Florian, the TV tower Dortmund ( http://en.structurae.de/structures/data/index.cfm?id=s0011595 )


----------



## TalB (Jun 8, 2005)

The Marriott Marquis in Times Sq has a revolving resturaunt known as The Veiw, which is located on the top of it.


----------



## Marcanadian (May 7, 2005)

Sorry but that ^^ is one ugly building


----------



## steve1991 (Dec 10, 2005)

Is there one in the stratosphere tower in las vegas, i have been up the tower to go the ridess etc but i didnt actually go into the restaurant.










i do appologise for the picture quality, it is zoomed in on my phone


----------



## Þróndeimr (Jan 14, 2003)

Tyholttårnet (124m) in Trondheim, Norway has a revolving restaurant in the topp floor of the tower. One round takes exactly 60min, and your ably to see about 95% of the city of Trondheim from there.


----------



## micro (Mar 13, 2005)

Obelixx said:


> @micro: the tower restaurant of the Stuttgart TV tower is not a revolving restaurant.


Oops, not? I was sitting in there last year for a cake & tea and I thought it was revolving. But maybe my memories are wrong because I've been to several of those towers. At least I'm pretty sure the one in Mannheim was revolving.


----------



## Twipsy (Jun 3, 2003)

micro said:


> Many cities in Germany have similar looking TV towers with revolving restaurants. These are Stuttgart, Cologne and Hamburg:


The sad thing is, that the Cologne and Hamburg restaurants have closed a few years ago, as they have become too expensive for the "Deutsche Telekom", the owner of all the German TV towers. If the rotation is too expensive, maybe they should have opened it without the rotation. The views have been so nice. 

Does anybody have photos of the rotating restaurant at Central Plaza? I wonder how it works in a building with triangular floor plates.


----------



## CULWULLA (Sep 11, 2002)

Nick said:


> 'See you at the Suuuuuuumit' that was the advertising slogan in the 70s for Australia's first revolving restaurant.the Summit on the top floor of Australia square,Built in 1969.
> 
> 80s Sydney
> 
> ...


im pretty sure The summit in Australia square is still worlds largest at 41m dia?


----------



## Nick (Sep 13, 2002)

CULWULLA said:


> im pretty sure The summit in Australia square is still worlds largest at 41m dia?


Really?


----------



## Blue Viking (Dec 15, 2005)

I went to a revolving restaurant in Shanghai last year. I can't remembar how high up but the view was spectacular!! Most recomendable if you ever go there (oh.. and the food was good an inexpensive as well!)


----------



## hkskyline (Sep 13, 2002)

Twipsy said:


> Does anybody have photos of the rotating restaurant at Central Plaza? I wonder how it works in a building with triangular floor plates.

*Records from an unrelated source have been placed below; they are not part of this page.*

Issue #822, opened 2023-01-19
Add `blockParam` to endpoints according to EIP-1898


georgi-l95:
According to [EIP-1898](https://eips.ethereum.org/EIPS/eip-1898) we should make the following endpoints accept block parameter ( tag, block number or object with block hash or block number ):

- [x] eth_getBalance
- [x] eth_getStorageAt
- [ ] eth_getTransactionCount
- [ ] eth_getCode
- [ ] eth_call
- [ ] eth_getProof

We currently only support blockParam on `eth_call`. Infura and Alchemy as well on support blockParam on the same endpoint.
Research and expand the rest of the endpoints, if needed.
```[tasklist]
### Tasks
- [ ] https://github.com/hashgraph/hedera-json-rpc-relay/issues/1856
- [ ] https://github.com/hashgraph/hedera-json-rpc-relay/issues/1857
```

Nana-EC:
Converted list to tasks.

SUpported endpoints have the tag added.
However not all support historical cases as Mirror Node may not yet support it

georgi-l95:
Resolved for all relevant endpoints.Thus closing this issue.

PR #1297, opened 2023-05-26
Validate gas limit and block param on eth_call

### LINKED ISSUE #1056: Limit ContractCallQuery requests for eth_calls
### Problem

Currently, it appears that the relay does a `ContractCallQuery` request to a consensus node for `eth_call` requests under the following conditions:

### `ETH_CALL_DEFAULT_TO_CONSENSUS_NODE` is `true` AND:

1. gas specified is >15m; however, caps the gas at 15m
2. or `blockNumber`/`tag` is NOT `latest`

### `ETH_CALL_DEFAULT_TO_CONSENSUS_NODE` is `false` and the mirror node POST call fails(for example due to rate limits, downtime, etc and hence a `ContractCallQuery` request is used as a fallback) AND:

1.  gas specified is >15m; however, caps the gas at 15m
2. or `blockNumber`/`tag` is NOT `latest`

### Solution

The relay should not ever make `ContractCallQuery` requests under the following 2 conditions:
1. if gas specified > ContractCallQuery gas limit(currently 15m). The mirror node POST call supports a max gas of 120m; if users want to allow for the possibility of a fallback `ContractCallQuery` request in the case that the mirror node call fails then they should specify a gas <=15m.
2. or if `blockNumber`/`tag` is NOT `latest` since the consensus node only has the ability to execute `ContractCallQuery` requests at the `latest` block, so executing a `ContractCallQuery` if a prior block is specified for the `eth_call` request may result in incorrect data being returned if the result at `latest` does not equal the result at the specified `blockNumber`/`tag`.

### Alternatives

_No response_

Nana-EC:
**Description**:

**Related issue(s)**:

Fixes #1056 

**Notes for reviewer**:

**Checklist**

### DIFF
--- a/packages/relay/src/lib/constants.ts
+++ b/packages/relay/src/lib/constants.ts
@@ -91,6 +91,9 @@ export default {
         mainnet: 0x127,
         testnet: 0x128,
         previewnet: 0x129,
-    }
+    },
+
+    // block ranges
+    MAX_BLOCK_RANGE: 5,
 };
 
--- a/packages/relay/src/lib/errors/JsonRpcError.ts
+++ b/packages/relay/src/lib/errors/JsonRpcError.ts
@@ -41,20 +41,20 @@ export const predefined = {
     message: `execution reverted: ${decodeErrorMessage(errorMessage)}`,
     data: errorMessage
   }),
-  'GAS_LIMIT_TOO_HIGH': new JsonRpcError({
+  'GAS_LIMIT_TOO_HIGH': (gasLimit, maxGas) => new JsonRpcError({
     name: 'gasLimit too high',
     code: -32005,
-    message: 'Transaction gas limit exceeds block gas limit'
+    message: `Transaction gas limit '${gasLimit}' exceeds block gas limit '${maxGas}'`
   }),
-  'GAS_LIMIT_TOO_LOW': new JsonRpcError({
+  'GAS_LIMIT_TOO_LOW': (gasLimit, requiredGas) => new JsonRpcError({
     name: 'gasLimit too low',
     code: -32003,
-    message: 'Intrinsic gas exceeds gas limit'
+    message: `Transaction gas limit provided '${gasLimit}' is insufficient of intrinsic gas required '${requiredGas}'`
   }),
-  'GAS_PRICE_TOO_LOW': new JsonRpcError({
+  'GAS_PRICE_TOO_LOW': (gasPrice, minGasPrice) => new JsonRpcError({
     name: 'Gas price too low',
     code: -32009,
-    message: 'Gas price below configured minimum gas price'
+    message: `Gas price '${gasPrice}' is below configured minimum gas price '${minGasPrice}'`
   }),
   'HBAR_RATE_LIMIT_EXCEEDED': new JsonRpcError({
     name: 'HBAR Rate limit exceeded',
@@ -106,10 +106,10 @@ export const predefined = {
     code: -32602,
     message: `Missing value for required parameter ${index}`
   }),
-  'NONCE_TOO_LOW': new JsonRpcError({
+  'NONCE_TOO_LOW': (nonce, currentNonce) => new JsonRpcError({
     name: 'Nonce too low',
     code: 32001,
-    message: 'Nonce too low'
+    message: `Nonce too low. Provided nonce: ${currentNonce}, current nonce: ${nonce}`
   }),
   'NO_MINING_WORK': new JsonRpcError({
     name: 'No mining work',
@@ -211,5 +211,10 @@ export const predefined = {
     name: 'Exceeded maximum allowed subscriptions',
     code: -32608,
     message: 'Exceeded maximum allowed subscriptions'
-  })
+  }),
+  'UNSUPPORTED_HISTORICAL_EXECUTION': (blockId: string) => new JsonRpcError({
+    name: 'Unsupported historical block request',
+    code: -32000,
+    message: `Unsupported histoircal block identifier encounterd: ${blockId}`
+  }),
 };
--- a/packages/relay/src/lib/eth.ts
+++ b/packages/relay/src/lib/eth.ts
@@ -95,6 +95,7 @@ export class EthImpl implements Eth {
   private readonly ethCallCacheTtl = Number.parseInt(process.env.ETH_CALL_CACHE_TTL ?? constants.ETH_CALL_CACHE_TTL_DEFAULT.toString());
   private readonly ethBlockNumberCacheTtlMs = Number.parseInt(process.env.ETH_BLOCK_NUMBER_CACHE_TTL_MS ?? constants.ETH_BLOCK_NUMBER_CACHE_TTL_MS_DEFAULT.toString());
   private readonly ethGetBalanceCacheTtlMs = Number.parseInt(process.env.ETH_GET_BALANCE_CACHE_TTL_MS ?? constants.ETH_GET_BALANCE_CACHE_TTL_MS_DEFAULT.toString());
+  private readonly maxBlockRange = Number(process.env.MAX_BLOCK_RANGE ?? constants.MAX_BLOCK_RANGE.toString());
 
   /**
    * Configurable options used when initializing the cache.
@@ -1146,7 +1147,7 @@ export class EthImpl implements Eth {
     const requestIdPrefix = formatRequestIdMessage(requestId);
     this.logger.trace(`${requestIdPrefix} call(hash=${JSON.stringify(call)}, blockParam=${blockParam})`, call, blockParam);
 
-    const to = await this.performCallChecks(call, requestId);
+    const to = await this.performCallChecks(call, blockParam, requestId);
 
     // Get a reasonable value for "gas" if it is not specified.
     let gas = this.getCappedBlockGasLimit(call.gas, requestId);
@@ -1271,7 +1272,7 @@ export class EthImpl implements Eth {
    * @param call
    * @param requestId
    */
-  async performCallChecks(call: any, requestId?: string) {
+  async performCallChecks(call: any, blockParam: string | null, requestId?: string) {
     // The "to" address must always be 42 chars.
     if (!call.to || call.to.length != 42) {
       throw predefined.INVALID_CONTRACT_ADDRESS(call.to);
@@ -1284,6 +1285,32 @@ export class EthImpl implements Eth {
         throw predefined.NON_EXISTING_ACCOUNT(call.from);
       }
     }
+
+    // verify gas is withing the allowed range
+    if (call.gas && call.gas > constants.BLOCK_GAS_LIMIT) {
+      throw predefined.GAS_LIMIT_TOO_HIGH(call.gas, constants.BLOCK_GAS_LIMIT);
+    }
+
+    // If "BlockParam" is distinct from blank, we check is a valid block number
+    if(blockParam) {
+      const blockNum = Number(blockParam);
+      if (blockNum === 0 || blockNum === 1 || EthImpl.blockTagIsEarliest(blockParam)) {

If you are talking about Central Plaza in Hong Kong, then I'll have to convey the sad news that there is no revolving restaurant in that skyscraper.


----------



## Twipsy (Jun 3, 2003)

Oh sorry, I just saw the first photo. I should have read the text.


----------



## FRITZ LANG (Dec 20, 2005)

awesome!!!!!!!!!!!!!!!!!!!!!!!!!!!!!


----------



## GregPz (Oct 30, 2004)

Durban, South Africa has one 32 floors up at the John Ross Building overlooking the CBD and the southern hemisphere's busiest harbour - spectacular! Another revolving restaurant is also being built in the city.


----------